А могли бы ведь те древние дебилы что-нибудь и посущественнее оставить, ну, например, золотую статуэтку. Было же, наверное, в ту эпоху золотишко, водилось.
Ветки в садах обламывались под тяжестью созревших плодов. Население торопилось готовить виноградные вина, и сливали его в бочки в подвалах.
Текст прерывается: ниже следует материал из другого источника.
PR #3999, opened 2018-10-09
Added tlsauth keydir options to openvpn client and server

vpiserchia:
This is an updated version of #3702

### DIFF
--- a/src/etc/inc/openvpn.inc
+++ b/src/etc/inc/openvpn.inc
@@ -504,7 +504,7 @@ function openvpn_get_keydirlist() {
 		''  => gettext('Use default direction'),
 		'0' => gettext('Direction 0'),
 		'1' => gettext('Direction 1'),
-		'2' => gettext('No keydir direction'),
+		'2' => gettext('Both irections'),
 	);
 	return $keydirs;
 }
--- a/src/etc/inc/openvpn.inc
+++ b/src/etc/inc/openvpn.inc
@@ -499,6 +499,16 @@ function openvpn_remap_digest($digest) {
 	return $digest;
 }
 
+function openvpn_get_keydirlist() {
+	$keydirs = array(
+		''  => gettext('Use default direction'),
+		'0' => gettext('Direction 0'),
+		'1' => gettext('Direction 1'),
+		'2' => gettext('No keydir direction'),
+	);
+	return $keydirs;
+}
+
 function openvpn_get_engines() {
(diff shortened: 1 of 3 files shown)


src/etc/inc/openvpn.inc
```diff
@@ -499,6 +499,16 @@ function openvpn_remap_digest($digest) {
 	return $digest;
 }
 
+function openvpn_get_keydirlist() {
+	$keydirs = array(
+		''  => gettext('Use default direction'),
+		'0' => gettext('Direction 0'),
+		'1' => gettext('Direction 1'),
+		'2' => gettext('Both irections'),
```
jim-p: Missing 'd'

jim-p:

For more information, see https://www.netgate.com/docs/pfsense/development/submitting-a-pull-request-via-github.html

Thanks!

src/etc/inc/openvpn.inc
vpiserchia: Agreed

src/etc/inc/openvpn.inc
```diff
@@ -1188,9 +1198,33 @@ function openvpn_reconfigure($mode, $settings) {
...
+						switch($settings['tlsauth_keydir']){
+							case '1':
+								$tlsopt = 1;
+								break;
+							case '2':
+								$tlsopt = '';
+								break;
+							case '':
+							case '0':
+							default:
```
rbgarga: Since you are using `default:` here you don't need to explicit add `case '':` and `case '0':`

src/etc/inc/openvpn.inc
```diff
@@ -1188,9 +1198,33 @@ function openvpn_reconfigure($mode, $settings) {
...
+						switch($settings['tlsauth_keydir']){
+							case '0':
+								$tlsopt = 0;
+								break;
+							case '2':
+								$tlsopt = '';
+								break;
+							case '':
+							case '1':
+							default:
```
rbgarga: Since you are using default: here you don't need to explicit add case '': and case '1':

vpiserchia: in !f93ec3853fc0c01760606994422e9e8fc0d645c9

src/etc/inc/openvpn.inc
vpiserchia: in https://github.com/pfsense/pfsense/pull/3999/commits/f93ec3853fc0c01760606994422e9e8fc0d645c9

PR #4001, opened 2018-10-25
Well known ports: order by number instead of name

Slamdunk:
- [x] Redmine Issue: https://redmine.pfsense.org/issues/9065
- [x] Ready for review

To bring the change small, I've only reordered the array.

The downside is that in the dropdown menus it would be a bit confusing to have the name before the port, because the list would appear unordered.

If you prefer I can also rearrange this code:

https://github.com/pfsense/pfsense/blob/4de15854384e28004b0dc571dc8a40fda7eae694/src/usr/local/www/firewall_rules_edit.php#L1382-L1385

to show the port number first.


jim-p:
The problem with this change is that people don't who do **not** know the numbers will want to find them by name, and with this change they are not in a logical order for those folks.

If you know the number, just choose 'other' and type in the number directly, the drop down isn't meant to cover that case.

PR #4003, opened 2018-10-30
optimize parsing of the openvpn server status socket

xenofree:
If your common name or username contains 'END' like 'BACKEND', it is matched by 

if (strstr($line, "END") || strstr($line, "ERROR"))
break;

and it never appear in the status page of the openvpn.

### DIFF
--- a/src/etc/inc/openvpn.inc
+++ b/src/etc/inc/openvpn.inc
@@ -1691,7 +1691,7 @@ function openvpn_get_server_status($server, $socket) {
 			}
 
 			/* parse end of output line */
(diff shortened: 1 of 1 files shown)


NanoCaiordo:
Bad luck there isn't a redmine issue about this, but why would you use common names or usernames entirely in upper case in first case.

It will also match TERROR while you could still create an account called ERROR.

Etiquette would say to use standard CNs as: My Name, email, domain.name or, why not, bACkEnD.

sbeaver-netgate:
If this issue really needs to be fixed, it needs to be fixed in a comprehensive manner, such as by validating the Name or CN to ensure it does not contain reserved strings.

PR #4004, opened 2018-11-01
Removed js warnings

NanoCaiordo:
- [x] Ready for review

I did hope for better results on mobile devices when upgrading to passive events but I didn't notice any, maybe real slower mobiles will. However, on lists, newSeperator warnings and, on traffic graphs, touchmove passive violations are now gone. 

I'm adding here human readable changes:
```
function sPE() {
	var ret=false;
	try{
		var n=()=>{}
		,opts=Object.defineProperty({},'passive',{
			get:function get(){
				ret={passive:true}
			}
		});
		this.addEventListener("testPESupport",n,opts);
		this.removeEventListener("testPESupport",n,opts);
	}
	finally {
		return ret
	}
};
var sPE=sPE();

function X(n,t,e) {
	function r(){
		var t=this[o];
		t&&(this.removeEventListener(n,t,t.$),delete this[o])
	}
	function i() {
		var i=l(t,co(arguments));
		r.call(this),this.addEventListener(n,this[o]=i,i.$="touchmove"==n?sPE:e),i._=t
	}
```

sPE (support Passive Events) function is new.
The no-op listener idea, instead of the problematic null come from detect-it.
In the existing X function the only change is `"touchmove"==n?sPE:e`

Cheers


NanoCaiordo:
Scrap all the above since the issue goes up to jquery and any tweak I could make only created leaks everywhere, d3 file restored but kept only the newSperatator change.

PR #4013, opened 2018-11-09
The Shabang is crashing the check.

Hugues-Antoine:
I don't think there's any need, the script is executed only by /usr/local/sbin/ovpn_auth_verify


sbeaver-netgate:
Please clarify "Crashing the check"

joshuasign:
can't reproduce.
should be closed

jim-p:
No response from OP and nobody else is having the problem, so it is probably not needed.

PR #4170, opened 2020-01-22
Avoid very slow GUI loads when ews.netgate.com can't be resolved #8987

emmtbot:
- [x] Redmine Issue: https://redmine.pfsense.org/issues/8987
- [x] Ready for review

### DIFF
--- a/src/etc/inc/copyget.inc
+++ b/src/etc/inc/copyget.inc
@@ -73,6 +73,7 @@ function updatecopyright() {
 // Retrieve the copyright data from Netgate.com if
 // the support data file does not exist, or
 // if it is more than a day old and the URL seems resolvable
-if ( !file_exists($copyrightfile) || ( time()-filemtime($copyrightfile) > $refreshinterval && is_url_hostname_resolvable($FQDN) ) ) {
+if (!file_exists($copyrightfile) ||
+    ((time()-filemtime($copyrightfile) > $refreshinterval) && is_url_hostname_resolvable($FQDN))) {
 	updateCopyright();
 }
--- a/src/etc/inc/copyget.inc
+++ b/src/etc/inc/copyget.inc
@@ -70,8 +70,9 @@ function updatecopyright() {
 	}
 }
 
-// Retrieve the copyright data from Netgate.com if the support data file does not exist,
-// or if it is more than a day old
-if (!file_exists($copyrightfile) || ( time()-filemtime($copyrightfile) > $refreshinterval)) {
+// Retrieve the copyright data from Netgate.com if
+// the support data file does not exist, or
+// if it is more than a day old and the URL seems resolvable
+if ( !file_exists($copyrightfile) || ( time()-filemtime($copyrightfile) > $refreshinterval && is_url_hostname_resolvable($FQDN) ) ) {
 	updateCopyright();
 }
--- a/src/etc/inc/pfsense-utils.inc
+++ b/src/etc/inc/pfsense-utils.inc
@@ -3565,6 +3565,9 @@ function send_user_download($type = 'data', $content, $userfilename = "", $conte
 // Test whether the hostname in a URL can be resolved with a very short timeout
 function is_url_hostname_resolvable($url) {
 	$urlhostname = parse_url($url, PHP_URL_HOST);
+	if (empty($urlhostname)) {
+		return false;
+	}
 	putenv("RES_OPTIONS=timeout:3 attempts:1");
 	$resolvable = ($urlhostname !== gethostbyname($urlhostname));
 	putenv("RES_OPTIONS");
--- a/src/etc/inc/pfsense-utils.inc
+++ b/src/etc/inc/pfsense-utils.inc
@@ -3562,4 +3562,13 @@ function send_user_download($type = 'data', $content, $userfilename = "", $conte
 	exit;
 }
 
+// Test whether the hostname in a URL can be resolved with a very short timeout
+function is_url_hostname_resolvable($url) {
+	$urlhostname = explode("/", $url)[2];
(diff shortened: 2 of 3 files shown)


src/etc/inc/copyget.inc
```diff
@@ -70,8 +70,9 @@ function updatecopyright() {
 	}
 }
 
-// Retrieve the copyright data from Netgate.com if the support data file does not exist,
-// or if it is more than a day old
-if (!file_exists($copyrightfile) || ( time()-filemtime($copyrightfile) > $refreshinterval)) {
+// Retrieve the copyright data from Netgate.com if
+// the support data file does not exist, or
+// if it is more than a day old and the URL seems resolvable
+if ( !file_exists($copyrightfile) || ( time()-filemtime($copyrightfile) > $refreshinterval && is_url_hostname_resolvable($FQDN) ) ) {
```
jim-p: You need one more set of parenthesis, around `time()-filemtime($copyrightfile) > $refreshinterval`.

Also, this should be broken up into multiple lines. Additional lines should be indented four spaces in below the `if`.

src/usr/local/www/widgets/widgets/netgate_services_and_support.widget.php
```diff
@@ -40,9 +40,10 @@
 
 if ($_REQUEST['ajax']) {
 
-	// Retrieve the support data from Netgate.com if the support data file does not exist,
-	// or if it is more than a day old
-	if (!file_exists($supportfile) || ( time()-filemtime($supportfile) > $refreshinterval)) {
+	// Retrieve the support data from Netgate.com if
+	// the support data file does not exist, or
+	// if it is more than a day old and the URL seems resolvable
+	if ( !file_exists($supportfile) || ( time()-filemtime($supportfile) > $refreshinterval && is_url_hostname_resolvable($FQDN) ) ) {
```
jim-p: You need one more set of parenthesis, around `time()-filemtime($copyrightfile) > $refreshinterval`.

Also, this should be broken up into multiple lines. Additional lines should be indented four spaces in below the `if`.

src/etc/inc/pfsense-utils.inc
```diff
@@ -3562,4 +3562,13 @@ function send_user_download($type = 'data', $content, $userfilename = "", $conte
 	exit;
 }
 
+// Test whether the hostname in a URL can be resolved with a very short timeout
+function is_url_hostname_resolvable($url) {
+	$urlhostname = explode("/", $url)[2];
+	putenv("RES_OPTIONS=timeout:3 attempts:1");
+	$resolvable = $urlhostname !== gethostbyname($urlhostname);
```
jim-p: `$urlhostname !== gethostbyname($urlhostname)` should be inside a set of parenthesis.

src/etc/inc/pfsense-utils.inc
```diff
@@ -3562,4 +3562,13 @@ function send_user_download($type = 'data', $content, $userfilename = "", $conte
 	exit;
 }
 
+// Test whether the hostname in a URL can be resolved with a very short timeout
+function is_url_hostname_resolvable($url) {
+	$urlhostname = explode("/", $url)[2];
```
jim-p: Assuming that will return an array with 3+ parts is dangerous. You should be using [parse_url()](https://www.php.net/manual/en/function.parse-url.php) and checking for the appropriate field in the results.

src/etc/inc/pfsense-utils.inc
emmtbot: Sure, done

src/usr/local/www/widgets/widgets/netgate_services_and_support.widget.php
emmtbot: Sure, done, and I tried to find an example to match style.

src/etc/inc/copyget.inc
emmtbot: Sure, done, and I tried to find an example to match style.

src/etc/inc/pfsense-utils.inc
emmtbot: Sure, as you can likely tell I'm not really a PHP guy.  Updated to use parse_url and tested that it still works as expected.

src/etc/inc/pfsense-utils.inc
```diff
@@ -3562,4 +3562,13 @@ function send_user_download($type = 'data', $content, $userfilename = "", $conte
 	exit;
 }
 
+// Test whether the hostname in a URL can be resolved with a very short timeout
+function is_url_hostname_resolvable($url) {
+	$urlhostname = parse_url($url, PHP_URL_HOST);
```
jim-p: I would like to see one more test after this to ensure the result from `parse_url()` is sane. It can return `false` if there is a problem. Something as easy as this would suffice, on the line under this one:

    	if (empty($urlhostname)) {
    		return false;
    	}

That way it won't try to run a potentially invalid value through `gethostbyname()`.

emmtbot: I just added those lines verbatim

Fohdeesha:
thank you so much for this! this has been driving me nuts for YEARS

ikifar2012:
I seem to be experiencing this issue again, when my internet goes down I can't seem to load my dashboard  on 2.5.1-RELEASE

vertex-github:
2.6 is showing this behavior again - this makes pfsense useless to diagnose when we have WAN outages or disconnects.  The moment we have an internet issue, the first thing we look at is pfsense - but that takes so long to respond that its practically unusable.

patrickpesegodinski:
Hello.

Is this procedure valid for version 2.6.0?

Line in green that I should insert in my firewall?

В воздухе пахло дурманящим ароматом. Это обстоятельство создавало больше неудобства командирам. Хотя существовал приказ, что из расположения части можно выходить только в составе группы, и этот приказ выполнялся, солдаты ходили по улицам села по двое, по трое, тем не менее, чуть ли не ежедневно случались ЧП. Солдаты обнаруживались в погребках. Да ведь в таком состоянии, что ни тяти, ни мамы. Языком не ворочали. Сами оттуда наружу уже не могли выбраться. Участились потери. Не дремали те, кому не по духу приход Красной Армии. Взаимно: охотились мы, охотились и на нас. Из нашего взвода пропали четверо: Володя Пименов, новосибирец, Серёга Алдонин, томич, Олег Глушко, кемеровчанин, и Стас Земнович, норильчанин. Все они прошли Томскую колонию, нормальные ребята, работали на кожфабрике в тапочном цехе. Во взрослом лагере им, как и мне, было доверено ходить на рабочие объекты без конвоя. С Володей Пименовым у меня, как и с Геной Солощевым, были корешовские отношения.